Pune Doctors Save 70-Year-Old from Severe Post-Angioplasty Bleeding

Pune, Feb 26: Doctors at Manipal Hospital Kharadi successfully treated a 70-year-old gentleman who developed life-threatening urinary bleeding just three days after undergoing cardiac angioplasty. The patient had been evaluated for ECG changes during a routine cardiology check-up and underwent a successful angioplasty.

The patient was started on dual antiplatelet therapy, but within three days, he presented to the Urology OPD with passage of blood clots in urine. Further evaluation revealed nearly 300 ml of clots in the urinary bladder along with a massively enlarged prostate measuring approximately 250 cc. The antiplatelet therapy had triggered active bleeding from the prostate, making the situation critical.

An emergency clot evacuation and fulguration of bleeding vessels were performed, following which the patient was shifted to the ICU for close monitoring. Despite initial intervention, he developed recurrent clot retention and continued bleeding. Given the high risk of stopping or continuing antiplatelet therapy, a multidisciplinary team comprising Cardiology, Urology, Interventional Radiology, and Critical Care carefully evaluated the case.

Considering the complexity, a minimally invasive prostate artery angioembolization was performed by Dr. Santosh Patil, which successfully controlled the bleeding. The patient was discharged with a urinary catheter after stabilization. Six months later, once it was safe to discontinue antiplatelet therapy, he underwent definitive treatment with Laser Enucleation of the Prostate for his enlarged prostate.
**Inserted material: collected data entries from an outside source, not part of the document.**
PR #538, opened 2013-10-17
update toplevel.cmake to use catkin_find_pkg instead of trying a fixed location to find catkin in the workspace

dirk-thomas:

### DIFF
--- a/cmake/toplevel.cmake
+++ b/cmake/toplevel.cmake
@@ -5,12 +5,27 @@ cmake_minimum_required(VERSION 2.8.3)
 
 set(CATKIN_TOPLEVEL TRUE)
 
-# include catkin directly or via find_package()
-if(EXISTS "${CMAKE_SOURCE_DIR}/catkin/cmake/all.cmake" AND EXISTS "${CMAKE_SOURCE_DIR}/catkin/CMakeLists.txt")
-  set(catkin_EXTRAS_DIR "${CMAKE_SOURCE_DIR}/catkin/cmake")
+# search for catkin within the workspace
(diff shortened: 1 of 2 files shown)


cmake/toplevel.cmake
```diff
@@ -5,12 +5,27 @@ cmake_minimum_required(VERSION 2.8.3)
...
+)
+if(NOT _res EQUAL 0 AND NOT _res EQUAL 2)
+  # searching fot catkin resulted in an error
+  string(REPLACE ";" " " _cmd_str "${_cmd}")
+  message(FATAL_ERROR "Search for 'catkin' in workspace failed (${_cmd_str}): ${_err}")
+endif()
+
+# include catkin from workspace or via find_package()
+if(_res EQUAL 0)
+  set(catkin_EXTRAS_DIR "${CMAKE_SOURCE_DIR}/${_out}/cmake")
```
wjwwood, line 25: Should you check to see if this resulting directory exists?

wjwwood:
Otherwise +1

cmake/toplevel.cmake
dirk-thomas, line 25: I thought about what should happen then.

The scenario would be that something which looks like catkin is in the workspace does not behave like catkin. I would say it should be ok if the following include will fail?

wjwwood, line 25: That's fine.

tfoote:
+1

dirk-thomas:
catkin_pkg 0.1.21 has been released (ros-infrastructure/catkin_pkg@6de9e90727311f68e34cdfdc2f3a3d6a55855f9f) and is available in the public repos by now.

PR #544, opened 2013-10-23
python 3 compatibility

dirk-thomas:

### DIFF
--- a/python/catkin/builder.py
+++ b/python/catkin/builder.py
@@ -186,7 +186,11 @@ def run_command(cmd, cwd, quiet=False, colorize=False, add_env=None):
     out = io.StringIO() if quiet else sys.stdout
     if capture:
         while True:
-            line = unicode(proc.stdout.readline().decode('utf8', 'replace'))
+            line = proc.stdout.readline().decode('utf8', 'replace')
+            try:
+                line = unicode(line)
+            except NameError:
+                pass
             if proc.returncode is not None or not line:
                 break
             try:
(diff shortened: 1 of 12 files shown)


python/catkin/builder.py
```diff
@@ -186,7 +186,11 @@ def run_command(cmd, cwd, quiet=False, colorize=False, add_env=None):
     out = io.StringIO() if quiet else sys.stdout
     if capture:
         while True:
-            line = unicode(proc.stdout.readline().decode('utf8', 'replace'))
+            line = proc.stdout.readline().decode('utf8', 'replace')
+            try:
+                line = unicode(line)
+            except NameError:
```
tfoote, line 193: This is awkward, It might be worth a comment that this is for python2 backwards compatability so that sometime in the future we would come back and clear all backwards compatibility things out.  

Maybe we should be flagging everything like that with a unique string for ease of finding.

test/unit_tests/test_builder.py
```diff
@@ -23,7 +23,10 @@ def __init__(self, popen):
 
             def readline(self):
                 self.__popen.returncode = 0
-                return unichr(2018)
+                try:
+                    return unichr(2018)
+                except NameError:
```
tfoote, line 29: ditto above

tfoote:
+1 pending comments

python/catkin/builder.py
dirk-thomas, line 193: Added note in 0436f6c.

test/unit_tests/test_builder.py
dirk-thomas, line 29: Added note in 0436f6c.

tfoote:
+1

wjwwood:
+1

Speaking about the case, Dr. Ankit Sharma, Consultant – Urology, Manipal Hospital Kharadi, Pune, said,

In elderly patients who have recently undergone cardiac procedures, managing bleeding complications becomes particularly challenging due to the need for life-saving blood thinners. In this case, the patient presented with acute haematuria and clot retention soon after angioplasty. Evaluation revealed a significantly enlarged prostate of nearly 250 cc with active bleeding triggered by dual antiplatelet therapy.”

Further he added,

“Given the mandatory continuation of blood thinners, the massive prostate size, and recurrent clot formation, this was an extremely high-risk scenario where conventional surgery carried significant danger. Despite these complexities, the team proceeded with minimally invasive interventions — including emergency clot evacuation, prostate artery embolization, and later laser enucleation of the prostate once it was safe. The bleeding was completely controlled, and the patient’s quality of life improved significantly during recovery.”

The patient has now fully recovered following the laser surgery and was discharged in stable condition. Doctors emphasize that blood in urine should never be ignored, especially in elderly patients or those on blood thinners. The case highlights Manipal Hospital Kharadi’s advanced technology, minimally invasive expertise, and strong multidisciplinary approach in managing complex, high-risk conditions with successful outcomes.